Un suivi par un centre spécialisé

La fréquence des consultations de suivi pour la myosite à inclusions sporadique varie en fonction des symptômes ressentis, au minimum un rendez-vous par an (suivi musculaire, épreuves fonctionnelles respiratoires, évaluation de la déglutition, poids…).

Plusieurs experts sont nécessaires à la prise en charge optimale d’une personne atteinte de myosite à inclusions sporadique : spécialiste de médecine interne, médecin de rééducation, kinésithérapeute... Il est donc conseillé de se faire suivre par une consultation pluridisciplinaire spécialisée :

  • soit de la filière de santé des maladies rares neuromusculaires FILNEMUS,
  • soit de la filière de santé des maladies auto-immunes et auto-inflammatoires rares FAI2R.
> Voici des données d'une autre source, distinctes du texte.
PR #1535, opened 2019-02-11
 Fixes #1526 - Controls the input focus

### LINKED ISSUE #1526: ClayMultiSelect: Focus
**Steps to Reproduce**
1. Click an empty Multiselect

*Current behavior*
Multiselect has no focus style

not focused

*Expected behavior*
Multiselect should have a focus indicator

matuzalemsteles:


packages/clay-multi-select/src/ClayMultiSelect.js
```diff
@@ -92,6 +92,24 @@ class ClayMultiSelect extends ClayComponent {
...
+		this._removeFocusedItem();
+		this._inputFocus = false;
+	}
+
+	/**
+	 * Handles the input focus
+	 * @protected
+	 */
+	_handleInputOnFocus() {
+		this._removeFocusedItem();
```
jbalsas: Why do we need to do this here?

matuzalemsteles: Yes, this is not necessary here, we are already removing it in `_handleItemFocus`. Thanks!

packages/clay-multi-select/src/ClayMultiSelect.js
```diff
@@ -81,6 +83,19 @@ class ClayMultiSelect extends ClayComponent {
...
+	 * Handle the click on the document to control the focus of the element
+	 * @param {!Event} event
+	 * @protected
+	 */
+	_handleDocClick(event) {
+		if (this.refs.autocomplete.element.contains(event.target)) {
+			this._inputFocus = true;
+		} else {
+			this._inputFocus = false;
+		}
```
jbalsas:
```suggestion
this._inputFocus = this.refs.autocomplete.element.contains(event.target);
```

packages/clay-multi-select/src/ClayMultiSelect.js
```diff
@@ -331,14 +365,32 @@ class ClayMultiSelect extends ClayComponent {
...
 		this._itemFocused = null;
+		this._eventHandler = new EventHandler();
+	}
+
+	/**
+	 * @inheritDoc
+	 */
+	attached() {
+		this._eventHandler.add(
+			dom.on(document, 'click', this._handleDocClick.bind(this), true)
```
jbalsas: Why do we need to listen for `click` on `document`?? Isn't this an input, can't we handle this with simple css? @pat270 ?

matuzalemsteles: Hey @jbalsas when the user is focused on the Label and it leaves with the click to another, the focus will remain and another case, it would be when I click directly on the label, the focus should happen.

jbalsas: 👍

packages/clay-multi-select/src/ClayMultiSelect.js
matuzalemsteles: Great suggestion!!

PR #1547, opened 2019-02-12
clay-badge in React+Typescript

bryceosterhaus:
We talked about the possibility of using TS for the clay components over last week. I wanted to get a POC of a small component in react+ts just to see what it is like. 

Let me know what you guys think!

### DIFF
--- a/.eslintrc
+++ b/.eslintrc
@@ -22,7 +22,7 @@
 		"notice/notice": [
 			"error",
 			{
-				"templateFile": "copyright.js"
+				"template": "/**\n * © 2018 Liferay, Inc. <https://liferay.com>\n *\n * SPDX-License-Identifier: BSD-3-Clause\n */\n"
 			}
 		]
 	}
--- a/copyright.js
+++ b/copyright.js
@@ -1,5 +1,0 @@
-/**
- * © 2018 Liferay, Inc. <https://liferay.com>
- *
- * SPDX-License-Identifier: BSD-3-Clause
- */
--- a/package.json
+++ b/package.json
@@ -11,7 +11,7 @@
 		"link": "lerna run link",
 		"lint": "eslint packages/**/*.js examples/**/*.js scripts/**/*.js",
 		"pa11y": "pa11y-ci ./packages/clay-*/demos/a11y.html",
-		"prettier": "prettier-eslint packages/**/**/*.js examples/**/**/*.js scripts/**/**/*.js",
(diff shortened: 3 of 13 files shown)


bryceosterhaus:
also note, I change the copyright eslint rule because it was erroring out in nested packages for not being able to properly locate the template file.

matuzalemsteles:
hey @bryceosterhaus I do not see problem in going with TypeScript in Clay (Actually I like it 🙂).

wincent:
This is a great exploration. One thought I had about this (and also on the generator PR #1548) is that we should probably try to hoist as much common configuration and tooling up into the root of the monorepo (such as the tsconfig.json file). This means that we have one place to update whenever we want to make changes, and no possibility of different packages getting out of sync. Especially in the case of typechecking, we really want to do it at the whole-repo level anyway, to ensure that all the packages interoperate correctly; maybe we could do it even without hoisting the config up, but I know for sure that we can do it if we do.

Another thought is that we should probably still go with Babel here (and upgrade to v7 while we're at it), and use TypeScript for type-checking alone. Ditto for using Yarn workspaces.

I've explored a fair bit of this in my monorepo side-project to see if I could get all the kinks ironed out, and I am pretty happy with the result. Basically have global/shared Prettier/Flow/TypeScript/ESLint/Babel config and top-level build scripts all working with Yarn workspaces, and the build includes ES modules, old-school JS, and Flow and TypeScript typedefs by default. Poke around [the repo](https://github.com/wincent/js) if you want to take a look.

bryceosterhaus:
@wincent hoisting config up to the root is a good idea but im concerned about the usability and the developer experience when working on a single package. If we hoist all of the config and dev dependencies, does that mean we would have to always run tests and builds from the root level? I noticed in your repo that you used the Makefile to build everything from root. I would prefer that devs could just work on individual packages and use the same workflow as if it was an independent module.

I'll continue to play around with this a bit and investigate it though. Ideally I would probably get the generator finished first and then use that to create new packages.

wincent:
@bryceosterhaus: We can still add commands to the packages' "package.json", but I think they should delegate to the top-level. The whole point of having things in the monorepo is that all the bits cohere together as a whole, and making sure config and shared tooling lives in one place is the way to do that.

The `Makefile` in my repo is just an implementation detail; we don't have to use a solution like that. (In my case, I never want to build a single package without verify that every package builds and everything works as a whole.)

bryceosterhaus:
Going to re-build this component from the component-generator after the generator is merged here https://github.com/liferay/clay/pull/1548.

 L'Hôpital de la Pitié-Salpêtrière (équipe du Pr Olivier Benveniste) est devenu fin 2023 le Centre de référence des myopathies inflammatoires de la filière Filnemus. C'est le seul en France à être dédié aux myosites. À ce titre, son équipe exerce des missions de soins (hospitalisation, consultation), de recherche (essais cliniques notamment), d’harmonisation des pratiques et de formation. Elle peut également être sollicitée pour un avis par un autre centre expert ou par un professionnel de santé libéral ou hospitalier. 

Deux documents d’information

Pour les personnes concernées 

Élaboré par l’AFM-Téléthon avec le concours d’experts et de personnes malades, le Zoom sur…les myopathies inflammatoires apporte des réponses précises et concrètes pour vivre au mieux avec une myosite, et en particulier avec une myosite à inclusions. 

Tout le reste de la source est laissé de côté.